PR #7572, opened 2024-10-02
Dataframe view update and blueprint API (part 5): switch to `re_dataframe2`

### LINKED ISSUE #7449: Specify which circumstances lead `LatestAtQueryHandle::get()` to return zero instead of one row
`LatestAtQueryHandle::get()`'s docstring currently states:

> Returns a single [`RecordBatch`] containing a single row, where each cell corresponds to the latest known value at that particular point in time for each respective `ColumnDescriptor`.

This is in practice incorrect, and there are at least two situations where no rows are currently returned:
- if the store is empty, as per the `empty_yields_empty()` test
- if no component columns are selected (only control and time column)

It think the later case might be a bug. Regardless, it's probably worth formally specifying the case(s) in which a latest-at query might return nothing.

Also, `LatestAtQueryHandle` should implement `row_count()` just like `RangeQueryHandle`.

abey79:
### What

- Fixes #7449

This PR does the following:
- removes the old UI and assorted dead code
- switches the dependency from `re_dataframe` to `re_dataframe2`
- wires the new UI to the view
- assorted cleanup

<hr>

Part of a series to address #6896 and #7498.

All PRs:
- #7515
- #7516
- #7527 
- #7545
- #7551
- 

### Checklist


crates/viewer/re_space_view_dataframe/src/dataframe_ui.rs
```diff
@@ -28,69 +29,85 @@ pub(crate) enum HideColumnAction {
...
+    };
 
-impl<'a> From<LatestAtQueryHandle<'a>> for QueryHandle<'a> {
-    fn from(query_handle: LatestAtQueryHandle<'a>) -> Self {
-        QueryHandle::LatestAt(query_handle)
-    }
-}
+    let num_sticky_cols = schema
+        .iter()
+        .take_while(|cd| matches!(cd, ColumnDescriptor::Control(_) | ColumnDescriptor::Time(_)))
```
teh-cmc, line 82: That `take_while` feels fairly risky for very little gain, why not a `filter`?

crates/viewer/re_space_view_dataframe/src/dataframe_ui.rs
```diff
@@ -207,22 +214,15 @@ impl<'a> egui_table::TableDelegate for DataframeTableDelegate<'a> {
...
-        );
+        let timeline = self.query_handle.query().filtered_index;
 
-        // TODO(#7449): this can be removed when `LatestAtQueryHandle` is able to report the row count.
-        self.latest_at_query_returns_no_rows = if let Ok(display_data) = &data {
-            matches!(self.query_handle, QueryHandle::LatestAt(_)) && display_data.num_rows() == 0
-        } else {
-            false
-        };
+        //TODO(ab, cmc): we probably need a better way to run a paginated query.
```
teh-cmc, line 219: "probably" doing some heavy lifting here :smile:

teh-cmc (approved):

crates/viewer/re_space_view_dataframe/src/dataframe_ui.rs
abey79: Well we want to have all control columns and time columns to be sticky, but they _must_ appear first in the ~schema~ selected columns.

If something weird like this happened, we'd still want to have only 3 stick column, not 4 (because that would wrongly include `comp1`:

```
row_id  timeA  timeB comp1 comp2 timeC comp3
```

PR #7589, opened 2024-10-04
Dataframe v2: support for `filtered_index_values`

teh-cmc:
Title.

* DNM: requires #7587

### Checklist
  * Using examples from latest `main` build: [rerun.io/viewer](https://rerun.io/viewer/pr/7589?manifest_url=https://app.rerun.io/version/main/examples_manifest.json)
  * Using full set of examples from `nightly` build: [rerun.io/viewer](https://rerun.io/viewer/pr/7589?manifest_url=https://app.rerun.io/version/nightly/examples_manifest.json)

- [PR Build Summary](https://build.rerun.io/pr/7589)

### DIFF
--- a/crates/store/re_dataframe2/src/query.rs
+++ b/crates/store/re_dataframe2/src/query.rs
@@ -13,7 +13,7 @@ use nohash_hasher::IntMap;
 use re_chunk::{Chunk, RangeQuery, RowId, TimeInt, Timeline};
 use re_chunk_store::{
     ColumnDescriptor, ColumnSelector, ComponentColumnDescriptor, ComponentColumnSelector,
-    ControlColumnDescriptor, ControlColumnSelector, JoinEncoding, QueryExpression2,
+    ControlColumnDescriptor, ControlColumnSelector, IndexValue, JoinEncoding, QueryExpression2,
     TimeColumnDescriptor, TimeColumnSelector,
 };
 use re_log_types::ResolvedTimeRange;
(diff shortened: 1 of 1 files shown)


crates/store/re_dataframe2/src/query.rs
```diff
@@ -527,6 +527,13 @@ impl QueryHandle<'_> {
             .min_by_key(|streaming_state| streaming_state.index_value)
             .map(|streaming_state| streaming_state.index_value)?;
 
+        if let Some(filtered_index_values) = self.query.filtered_index_values.as_ref() {
+            if !filtered_index_values.contains(&cur_index_value) {
+                self.increment_cursors_at_index_value(cur_index_value);
```
jleibs, line 532: I know we're not optimizing yet... but it seems like this could take an optional `next_index_value` which we can easily look up  from `filtered_index_values`. Then we could just increment repeatedly in the inner increment as long as we're less than `next_index_value`.

Additionally, if we made `increment_cursors_at_index_value()` return the minimum value across all the chunks, we could loop here and basically guarantee that the call to `next_row()` will end up with a value included in `filtered_index_values`

jleibs (approved):

crates/store/re_dataframe2/src/query.rs
teh-cmc: Index sampling and clear/tombstone support first -- I don't want to optimize myself into a corner because of weird interactions with other features...

Issue #9020, opened 2025-02-12
Make point series visualizer handle vectors of scalars per time index


Wumpf:
All the same things as
* https://github.com/rerun-io/rerun/issues/9019
but for points.

PR #9327, opened 2025-03-20
Enable scalar arrays per time point for scatter plots

Wumpf:
### Related

* Fixes https://github.com/rerun-io/rerun/issues/9020

### What

Works mostly by ripping out a whole bunch of code from the `SeriesLineVisualizer` and re-use it in the `SeriesPointVisualizer`.

image

There's _so much_ that could be improved there and lots of duplication to be avoided. But I refrained falling down that rabbit hole - also I believe the "zipping up" into an array of structs is premature there to begin with, we should rather keep the arrays separate for longer (but without having tried it that's pure speculation whether this would be actually better since we do have to "zip up" things for egui plot eventually, also aggregation can profit from this setup).

Plots have decent image comparison test coverage already - in fact I already had a test for how arrays of scalars interact with point series, see updated images :)

### DIFF
--- a/crates/viewer/re_view/src/lib.rs
+++ b/crates/viewer/re_view/src/lib.rs
@@ -28,7 +28,8 @@ pub use query::{
     latest_at_with_blueprint_resolved_data, range_with_blueprint_resolved_data, DataResultQuery,
 };
 pub use results_ext::{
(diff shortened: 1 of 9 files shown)


abey79 (approved):
I'm a simple man. Moar pretty pictures, less SLOC => happy :) I agree more could be done, but that's a strict win already (in addition to the actual new feature).

PR #9329, opened 2025-03-20
Fix visibility flags for series line/point not splatting correctly

Wumpf:
### Related

* builds on https://github.com/rerun-io/rerun/pull/9327
* part of https://github.com/rerun-io/rerun/issues/9021

### What

the per series visibility didn't have the usual splatting behavior, making changes in code and ui more confusing than necessary


abey79 (approved):
I'm not 100% sure of the implications but I trust you and code lgtm :)

edit: is that something that should be captured in a test?

Wumpf:
hmm yeah I could add a test for that. If I don't get to it today I'll just merge it because I'm out next week and this is strictly better than without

=====

● **Exercise prompt**: Repeat every record exactly, so that nothing is lost or altered.

● **Result below**:
PR #7572, opened 2024-10-02
Dataframe view update and blueprint API (part 5): switch to `re_dataframe2`

### LINKED ISSUE #7449: Specify which circumstances lead `LatestAtQueryHandle::get()` to return zero instead of one row
`LatestAtQueryHandle::get()`'s docstring currently states:

> Returns a single [`RecordBatch`] containing a single row, where each cell corresponds to the latest known value at that particular point in time for each respective `ColumnDescriptor`.

This is in practice incorrect, and there are at least two situations where no rows are currently returned:
- if the store is empty, as per the `empty_yields_empty()` test
- if no component columns are selected (only control and time column)

It think the later case might be a bug. Regardless, it's probably worth formally specifying the case(s) in which a latest-at query might return nothing.

Also, `LatestAtQueryHandle` should implement `row_count()` just like `RangeQueryHandle`.

abey79:
### What

- Fixes #7449

This PR does the following:
- removes the old UI and assorted dead code
- switches the dependency from `re_dataframe` to `re_dataframe2`
- wires the new UI to the view
- assorted cleanup

<hr>

Part of a series to address #6896 and #7498.

All PRs:
- #7515
- #7516
- #7527 
- #7545
- #7551
- 

### Checklist


crates/viewer/re_space_view_dataframe/src/dataframe_ui.rs
```diff
@@ -28,69 +29,85 @@ pub(crate) enum HideColumnAction {
...
+    };
 
-impl<'a> From<LatestAtQueryHandle<'a>> for QueryHandle<'a> {
-    fn from(query_handle: LatestAtQueryHandle<'a>) -> Self {
-        QueryHandle::LatestAt(query_handle)
-    }
-}
+    let num_sticky_cols = schema
+        .iter()
+        .take_while(|cd| matches!(cd, ColumnDescriptor::Control(_) | ColumnDescriptor::Time(_)))
```
teh-cmc, line 82: That `take_while` feels fairly risky for very little gain, why not a `filter`?

crates/viewer/re_space_view_dataframe/src/dataframe_ui.rs
```diff
@@ -207,22 +214,15 @@ impl<'a> egui_table::TableDelegate for DataframeTableDelegate<'a> {
...
-        );
+        let timeline = self.query_handle.query().filtered_index;
 
-        // TODO(#7449): this can be removed when `LatestAtQueryHandle` is able to report the row count.
-        self.latest_at_query_returns_no_rows = if let Ok(display_data) = &data {
-            matches!(self.query_handle, QueryHandle::LatestAt(_)) && display_data.num_rows() == 0
-        } else {
-            false
-        };
+        //TODO(ab, cmc): we probably need a better way to run a paginated query.
```
teh-cmc, line 219: "probably" doing some heavy lifting here :smile:

teh-cmc (approved):

crates/viewer/re_space_view_dataframe/src/dataframe_ui.rs
abey79: Well we want to have all control columns and time columns to be sticky, but they _must_ appear first in the ~schema~ selected columns.

If something weird like this happened, we'd still want to have only 3 stick column, not 4 (because that would wrongly include `comp1`:

```
row_id  timeA  timeB comp1 comp2 timeC comp3
```

PR #7589, opened 2024-10-04
Dataframe v2: support for `filtered_index_values`

teh-cmc:
Title.

* DNM: requires #7587

### Checklist
  * Using examples from latest `main` build: [rerun.io/viewer](https://rerun.io/viewer/pr/7589?manifest_url=https://app.rerun.io/version/main/examples_manifest.json)
  * Using full set of examples from `nightly` build: [rerun.io/viewer](https://rerun.io/viewer/pr/7589?manifest_url=https://app.rerun.io/version/nightly/examples_manifest.json)

- [PR Build Summary](https://build.rerun.io/pr/7589)

### DIFF
--- a/crates/store/re_dataframe2/src/query.rs
+++ b/crates/store/re_dataframe2/src/query.rs
@@ -13,7 +13,7 @@ use nohash_hasher::IntMap;
 use re_chunk::{Chunk, RangeQuery, RowId, TimeInt, Timeline};
 use re_chunk_store::{
     ColumnDescriptor, ColumnSelector, ComponentColumnDescriptor, ComponentColumnSelector,
-    ControlColumnDescriptor, ControlColumnSelector, JoinEncoding, QueryExpression2,
+    ControlColumnDescriptor, ControlColumnSelector, IndexValue, JoinEncoding, QueryExpression2,
     TimeColumnDescriptor, TimeColumnSelector,
 };
 use re_log_types::ResolvedTimeRange;
(diff shortened: 1 of 1 files shown)


crates/store/re_dataframe2/src/query.rs
```diff
@@ -527,6 +527,13 @@ impl QueryHandle<'_> {
             .min_by_key(|streaming_state| streaming_state.index_value)
             .map(|streaming_state| streaming_state.index_value)?;
 
+        if let Some(filtered_index_values) = self.query.filtered_index_values.as_ref() {
+            if !filtered_index_values.contains(&cur_index_value) {
+                self.increment_cursors_at_index_value(cur_index_value);
```
jleibs, line 532: I know we're not optimizing yet... but it seems like this could take an optional `next_index_value` which we can easily look up  from `filtered_index_values`. Then we could just increment repeatedly in the inner increment as long as we're less than `next_index_value`.

Additionally, if we made `increment_cursors_at_index_value()` return the minimum value across all the chunks, we could loop here and basically guarantee that the call to `next_row()` will end up with a value included in `filtered_index_values`

jleibs (approved):

crates/store/re_dataframe2/src/query.rs
teh-cmc: Index sampling and clear/tombstone support first -- I don't want to optimize myself into a corner because of weird interactions with other features...

Issue #9020, opened 2025-02-12
Make point series visualizer handle vectors of scalars per time index


Wumpf:
All the same things as
* https://github.com/rerun-io/rerun/issues/9019
but for points.

PR #9327, opened 2025-03-20
Enable scalar arrays per time point for scatter plots

Wumpf:
### Related

* Fixes https://github.com/rerun-io/rerun/issues/9020

### What

Works mostly by ripping out a whole bunch of code from the `SeriesLineVisualizer` and re-use it in the `SeriesPointVisualizer`.

image

There's _so much_ that could be improved there and lots of duplication to be avoided. But I refrained falling down that rabbit hole - also I believe the "zipping up" into an array of structs is premature there to begin with, we should rather keep the arrays separate for longer (but without having tried it that's pure speculation whether this would be actually better since we do have to "zip up" things for egui plot eventually, also aggregation can profit from this setup).

Plots have decent image comparison test coverage already - in fact I already had a test for how arrays of scalars interact with point series, see updated images :)

### DIFF
--- a/crates/viewer/re_view/src/lib.rs
+++ b/crates/viewer/re_view/src/lib.rs
@@ -28,7 +28,8 @@ pub use query::{
     latest_at_with_blueprint_resolved_data, range_with_blueprint_resolved_data, DataResultQuery,
 };
 pub use results_ext::{
(diff shortened: 1 of 9 files shown)


abey79 (approved):
I'm a simple man. Moar pretty pictures, less SLOC => happy :) I agree more could be done, but that's a strict win already (in addition to the actual new feature).

PR #9329, opened 2025-03-20
Fix visibility flags for series line/point not splatting correctly

Wumpf:
### Related

* builds on https://github.com/rerun-io/rerun/pull/9327
* part of https://github.com/rerun-io/rerun/issues/9021

### What

the per series visibility didn't have the usual splatting behavior, making changes in code and ui more confusing than necessary


abey79 (approved):
I'm not 100% sure of the implications but I trust you and code lgtm :)

edit: is that something that should be captured in a test?

Wumpf:
hmm yeah I could add a test for that. If I don't get to it today I'll just merge it because I'm out next week and this is strictly better than without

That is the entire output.